To write this I simply deleted the SSL assertion and dragged in four new ones. To configure the encryption on a particular element, I opened the detail pane of the encrypt request element assertion:

This pane reflects on the schema bound to the original WSDL that describe the warehouse service. It allows me to just point at the elements I expect to find encrypted (or signed). The gateway takes care of the heavy lifting of XML decryption at run time using our acceleration technology. This panel provides a standard message stereotype to work with, or I can load a sample message to describe an even more realistic scenario.

The time spent converting from SSL-based security model to the much more sophisticated WS-Security policy was all of about 30 seconds. So what we’ve done here is shown how you can start simple, and grow your security model over time with very little effort or risk.

Simple SOA Security

When I was young my Dad was tough on tools. I quite clearly remember him stating “if your tools don’t work for you, get different tools”. This was usually followed by the offending tool being tossed into the garbage because it didn’t serve its intended purpose. A better one–one that solved the problem it was designed for–inevitably showed up soon after. Somehow, this has always stuck with me.

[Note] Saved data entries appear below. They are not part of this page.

PR #1726, opened 2021-01-21
✨ <Html> now accepts `type` for scripts

GoodForOneFare:
## Description
With various bundlers/frameworks providing much improved support for ES modules, it'd be nice if code like:
```ts
<Html scripts={[{path: '/foo.js', type: 'module'}] />
```

generated content like
```
<script src="/foo.js" type="module" />
```

## Type of change
- [x] `@shopify/react-html` Minor
- [x] `@shopify/sewing-kit-koa` Minor

## Checklist

### DIFF
--- a/packages/react-html/src/server/components/Html.tsx
+++ b/packages/react-html/src/server/components/Html.tsx
@@ -16,6 +16,10 @@ export interface Asset {
   integrity?: string;
 }
 
+export interface ScriptAsset extends Asset {
+  type?: 'module' | 'text/javascript';
+}
+
 export interface InlineStyle {
   content: string;
 }
@@ -27,8 +31,8 @@ export interface HtmlProps {
   locale?: string;
   styles?: Asset[];
   inlineStyles?: InlineStyle[];
-  scripts?: Asset[];
-  blockingScripts?: Asset[];
+  scripts?: ScriptAsset[];
+  blockingScripts?: ScriptAsset[];
   preloadAssets?: Asset[];
   headMarkup?: React.ReactNode;
   bodyMarkup?: React.ReactNode;
@@ -108,6 +112,7 @@ export default function Html({
         key={script.path}
         src={script.path}
         integrity={script.integrity}
+        type={script.type}
         crossOrigin="anonymous"
       />
     );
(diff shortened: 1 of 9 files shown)


packages/react-html/src/server/components/Html.tsx
```diff
@@ -16,6 +16,10 @@ export interface Asset {
   integrity?: string;
 }
 
+export interface ScriptAsset extends Asset {
+  type?: 'module' | 'text/javascript';
```
GoodForOneFare, line 20: I was tempted to do this instead:
```
  module?: boolean;
```

The [MDN docs](https://developer.mozilla.org/en-US/docs/Web/HTML/Element/script#attr-type) say that arbitrary values are accepted, but just result in an unprocessed script.  So not really in the spirit of a explicitly scripty properties.

Interested in your thoughts either way.

lemonmade: I know this just matches up to the HTML spec where type is either a mime type or this magic 'module' string, but it feels like such an awkward API that I'd prefer almost anything else. My initial intuition was to do `type?: 'module' | 'script';`, which is kind of how I've seen these "execution modes" described in other tools like Babel.

As another piece to the puzzle, how do you think we will specify `nomodule` variants for a bundle? I know you are probably not worried about that for your specific case where you just care about a dev mode, but using this feature in a production setting would almost certainly require the use of the `nomodule` pattern for older browsers. Maybe that can help guide us to a nicer API here?

GoodForOneFare: 🤔 That's an interesting wrinkle. I'm on board with no leaking spec details into this API, so how about:

```
type?: 'module' | 'nomodule' | 'script';

// type: 'module'
<script src="/foo.js" type="module" crossorigin="anonymous">

// type: 'nomodule'
<script src="/foo.js" type="text/javascript" nomodule crossorigin="anonymous">

// type: 'script' / default behaviour
<script src="./foo.js" type="text/javascript" crossorigin="anonymous">
```

lemonmade: I like this API 👍

GoodForOneFare:
@Shopify/web-foundations I've updated the API based on my discussion with Chris, and added some `nomodule` tests.  Please take another 👀

atesgoral (approved):

PR #1728, opened 2021-01-21
Adds January 2021 API version

milancermak:
## Description

Adds support for using the latest API version.


gmcgibbon (commented):
Thanks, can you please sign the CLA and update `packages/koa-shopify-webhooks/src/register.ts` too? They will also both need changelogs.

SOA tools need to work just as hard, and if they aren’t useful, they need to face a similar fate. SecureSpan Gateways need to offer flexibility, because the truth is, everyone has different integration challenges in the SOA world. But SecureSpan also needs to be simple enough to resist misconfiguration by virtue of the complexity of SOA security standards (more on this topic in a future post). These are actually two opposing forces, and it’s not trivial to find a useful balance between the two. SecureSpan has achieved that balance. When we do find case where it fails, our judgment is as unequivocal as my Dad’s around the chisels and wrenches in my his toolbox: replace it with something that works for you.